Description
Are you passionate about pushing the limits of real-time large language model inference? Join NVIDIA's TensorRT Edge-LLM team and help shape the next generation of edge AI for automotive and robotics.
We build the software stack that enables Large Language, Vision-Language, and Multimodal (LLM/VLM/VLA) models to run efficiently on embedded and edge platforms , delivering cutting-edge generative AI experiences directly on-device.
Responsibilities:
- Develop and evolve a state-of-the-art inference framework in modern C++ that extends TensorRT with autoregressive model serving capabilities, including speculative decoding, LoRA, MoE, and KV cache management.
- Design and implement compiler and runtime optimizations tailored for transformer-based models running on constrained, real-time platforms.
- Collaborate with teams across CUDA, kernel libraries, compilers, and robotics to deliver high-performance, production-ready solutions.
- Contribute to CUDA kernel and operator development for critical transformer components such as attention, GEMM, and MoE.
- Benchmark, profile, and optimize inference performance across diverse embedded and automotive environments.
- Stay ahead of the rapidly evolving LLM/VLM ecosystem and bring emerging techniques into product-grade software.
Requirements:
- BS, MS, PhD, or equivalent experience in Computer Science, Electrical/Computer Engineering, or a closely related field.
- 4+ years of relevant software development experience.
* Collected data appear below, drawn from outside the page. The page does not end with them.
PR #5, opened 2018-08-21
Implement container stop, start, restart, delete. Add Manual testing for delete.

QiWang19:


QiWang19:
@martinpitt  PTAL

src/ContainerDeleteModal.jsx
```diff
@@ -6,22 +6,22 @@ import * as utils from './util.js';
...
+				<ModalBody>
+					{_("Deleting a container will erase all data in it.")}
+				</ModalBody>
+				<ModalFooter>
+					<Button color="secondary" onClick={props.handleCancelContainerDeleteModal}>Cancel</Button>
+					<Button id="container-delete-toggle-btn" color="danger" onClick={props.handleRemoveContainer}>{_("Delete")}</Button>{' '}
+				</ModalFooter>
+			</Modal>
+		</div>
+	);
```
martinpitt: Can you please fix your editor to not destroy the indentation in that way? 4 spaces, no tabs, please. And mass-replace `\t` with four spaces in the other files here, too.

package.json
```diff
@@ -35,7 +35,8 @@
     "webpack": "^2.6.1"
   },
   "dependencies": {
-    "bootstrap": "^4.1.1",
+    "@babel/runtime": "7.0.0-beta.55",
+    "bootstrap": "^3.3.6",
```
martinpitt: Why is it necessary to go back here?

src/Containers.jsx
```diff
@@ -40,19 +41,126 @@ class Containers extends React.Component {
...
-    //TODO
-    stopContainer(container) {
-        return undefined;
+    stopContainer(container, timeout) {
+        document.body.classList.add('busy-cursor');
+        const id = container.ID;
+        if (!timeout) {
+            timeout = 10;
+        }
+        utils.varlinkCall(utils.PODMAN, "io.podman.StopContainer", JSON.parse('{"name":"' + id + '","timeout":' + timeout + '}' ))
```
martinpitt: Don't go through efforts to construct a JSON string and then immediately parse it back. This is error prone (e. g. if a container name contains `'`, and hard to read. Just give a JS object, i. e. the argument is `{name: id, timeout}`. This applies to the other calls as well, of course.

src/Containers.jsx
```diff
@@ -40,19 +41,126 @@ class Containers extends React.Component {
         }));
     }
 
-    //TODO
-    stopContainer(container) {
-        return undefined;
+    stopContainer(container, timeout) {
+        document.body.classList.add('busy-cursor');
+        const id = container.ID;
```
martinpitt: This is just being used once, please don't introduce such unnecessary aliasing.

src/Containers.jsx
```diff
@@ -40,19 +41,126 @@ class Containers extends React.Component {
...
+            .then(reply => {
+                const idStop = reply.container;
+                //update container info after stop
+                utils.varlinkCall(utils.PODMAN, "io.podman.InspectContainer", JSON.parse('{"name":"' + idStop + '"}'))
+                    .then(reply => {
+                        const newElm = JSON.parse(reply.container)
+                        //replace list with updated info
+                        let oldContainers = this.props.containers;
+                        let idx = oldContainers.findIndex((obj => obj.ID == idStop));
+                        oldContainers[idx] = newElm;
```
martinpitt: This is invalid. `oldContainers` is the same object as `this.props.containers` and you must not update your own properties. Also, this is generally a bad and brittle architecture: Don't *assume* what the method you are calling (`StopContainer()` are doing - they might fail on any number of things. Just call `StopContainer` and then get the updated state for it with the already existing code.

If `class Containers` is actually supposed to manage and change the "containers" list, then this needs to be state, not a property. A property is owned and managed by the containing element, and then you just present it without ever touching it.

src/Containers.jsx
```diff
@@ -65,10 +173,10 @@ class Containers extends React.Component {
         let columns = [
             { name: container.Name, header: true },
             image,
-            container.Config.Cmd.join(" "),
+            container.Config.Cmd ? container.Config.Cmd.join(" ") : "",
```
martinpitt: `null` and `undefined` should be perfectly valid for showing in a table. Why is that necessary?

src/Containers.jsx
```diff
@@ -65,10 +173,10 @@ class Containers extends React.Component {
...
             container.State.Running ? utils.format_cpu_percent(container.HostConfig.CpuPercent) : "",
-            containerStats ? utils.format_memory_and_limit(containerStats.mem_usage, containerStats.mem_limit) : "",
-            state /* TODO: i18n */,
+            container.State.Running && containerStats ? utils.format_memory_and_limit(containerStats.mem_usage, containerStats.mem_limit) : "",
+            state/* TODO: i18n */,
```
martinpitt: The space got accidentally dropped

src/Containers.jsx
```diff
@@ -79,14 +187,13 @@ class Containers extends React.Component {
...
-            startStopActions.push({ label: _("Stop"), onActivate: () => this.stopContainer(container)});
+            startStopActions.push({ label: _("Stop"), onActivate: () => this.stopContainer(container, undefined)});
         else
             startStopActions.push({ label: _("Start"), onActivate: () => this.startContainer(container)});
 
         startStopActions.push({
             label: _("Restart"),
-            // onActivate: this.restartContainer,
-            onActivate: this.restartContainer,
+            onActivate: this.restartContainer(container, undefined),
```
martinpitt: `restartContainer()` does not take a second argument. Also, you don't actually need to pass trailing `undefined` arguments, they will be undefined by default.

test/check-application
```diff
@@ -34,7 +34,6 @@ class TestApplication(testlib.MachineCase):
         # run a container (will exit immediately)
         m.execute("podman run -d --name swamped-crate busybox sh")
 
-        # FIXME: UI needs to listen to change signals and update automatically
```
martinpitt: This is still true, please keep it. It is really wrong to have to reload the page after state changes, but until podman has a way to notify clients about changes, it's a necessary workaround.

test/check-application
```diff
@@ -58,6 +57,60 @@ class TestApplication(testlib.MachineCase):
         b.wait_present("#containers-containers")
         b.wait_in_text("#containers-containers", "No running containers")
 
+        # delete container busybox:latest from container listing toggle
+        b.click("#containers-containers-filter button")
+        b.wait_visible("#containers-containers-filter .dropdown-menu")
+        b.click("#containers-containers-filter li[data-data='all'] a")
+        b.wait_visible("#containers-containers")
+        b.wait_visible('#containers-containers tr:contains("busybox:latest")')
+        b.click('#containers-containers tbody tr:contains("busybox:latest") td.listing-ct-toggle')
```
martinpitt: Please adjust the comment. This doesn't actually delete anything, just selects the display mode and a container details tab (.. it seems?)

test/check-application
```diff
@@ -58,6 +57,60 @@ class TestApplication(testlib.MachineCase):
...
+
+        # click Start container button from container listing toggle
+        b.wait_visible('#containers-containers tbody tr:contains("busybox:latest") + tr div.dropdown')
+        b.wait_visible('#containers-containers tbody tr:contains("busybox:latest") + tr:contains("Start")')
+        b.click('#containers-containers tbody tr:contains("busybox:latest") + tr:contains("Start")')
+
+        # delete container from listing toggle
+        b.wait_visible('#containers-containers tbody tr:contains("busybox:latest") + tr button.btn-delete')
+        b.click('#containers-containers tbody tr:contains("busybox:latest") + tr button.btn-delete')
+        with b.wait_timeout(20):
```
martinpitt: Please keep the standard 60 second timeout (also below). It should not hurt, and on our loaded CI infra things are really slow sometimes.

test/check-application
```diff
@@ -58,6 +57,60 @@ class TestApplication(testlib.MachineCase):
...
+            b.wait_present(".modal-dialog div")
+        b.wait_present(".modal-dialog div #container-delete-toggle-btn")
+        b.click(".modal-dialog div #container-delete-toggle-btn")
+        with b.wait_timeout(200):
```
martinpitt: Why would that take so enormously long?

test/check-application
```diff
@@ -58,6 +57,60 @@ class TestApplication(testlib.MachineCase):
...
+            try:
+                b.wait_visible("#containers-containers")
+                b.wait_not_in_text("#containers-containers", "busybox:latest")
+            except:
```
martinpitt: No blanket exceptions, please. In general, it's unusual to have exceptions in test code, as you should already precisely know what you are looking for. What is this supposed to do?

test/vm.install
```diff
@@ -15,3 +15,4 @@ fi
 # grab a few images to play with; tests run offline, so they cannot download images
 podman pull busybox
 podman pull docker.io/alpine
+# podman rm eager_murdock
```
martinpitt: Please don't commit such stuff.

src/Containers.jsx
QiWang19: Sorry, a little bit confusing. this.props.containers is from parent component in app.jsx. It is from a state of parent component. And I called function updateContainers to update parent's state. I think it works.

martinpitt: This is still conceptually writing/changing a property of the `Containers` class. Note that it's *also* invalid to directly manipulate the state object (of yourself or your containing object),  this requires calling `setState()`. So you need to make a copy, with `newContainers = Object.assign({}, this.props.containers)`, or if you are into fancy new ES6, `newContainers = {...this.props.containers}` and call `setState()` on these.

However, this still has the problem that it makes assumptions on the effect of the called API function, and doesn't handle errors properly. It's much better to read the actual state from scratch after every API call that changes anything, until podman gets a proper notification API.

package.json
QiWang19: Since cockpit uses redhat patternfly, which only supports bootstrap3

src/Containers.jsx
QiWang19: Both containers and updateContainers() are props from parent component. I use updateContainers() to setState in parent component. Can child component use setSate to update parent's state from spread attributes {...} ? Could you give me some tutorial link to help me ?

src/Containers.jsx
QiWang19: If inspectContainer return a container without Cmd attribute it can not use join.

src/Containers.jsx
martinpitt: No, a component must never meddle with the state of any other component directly, only your own. If the `Containers` class triggers changes to the list of currently known containers, it must own the state. The valid way is to by and large do what you already do, and call a callback method (through a property like `this.props.updateContainers()`, but you must pass a new object (what I've shown with `Object.assign()` or the spread operator), not change your property object in-place.

But again, this is all too brittle. At the moment `podman.ListContainers()` and `GetContainerStats()` lives in app.jsx in `componentDidMount()`, i. e. just happens once. From then on your UI just tries to *predict* how the containers and states changed based on the actions from the UI. But these sometimes fail, containers can spontaneously stop or be started/stopped from other places than Cockpit, so the UI will quickly become out of date.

- Deep understanding of transformer models and inference optimization techniques (e.g., quantization, tensor parallelism, or memory-efficient scheduling).
- Proficient programming ability with modern C++ (C++11/14/17 and beyond).
- Familiarity with popular LLM frameworks and libraries such as TensorRT, TensorRT-LLM, vLLM, SGLang, MLC-LLM, or FlashInfer.
- A track record of strong software design, execution, and collaboration across fields.
Preferred Qualifications:
- Demonstrated development experience or open-source contributions to LLM inference frameworks and libraries, such as SGLang, vLLM, or FlashInfer.
- Proficiency with CUDA, including efficient kernel development, performance profiling, and GPU architecture fundamentals.
- Prior work on autoregressive LLM serving systems, including speculative decoding or KV cache management.
- Familiarity with compiler infrastructure for large language model inference.
- Exposure to robotics or embedded AI pipelines, including optimizing for low-latency, resource-constrained systems.
NVIDIA is widely considered to be one of the technology world's most desirable employers. We hire some of the most brilliant and forward-thinking people in the world. If you thrive on innovation, autonomy, and technical excellence, come join us to shape the future of edge AI.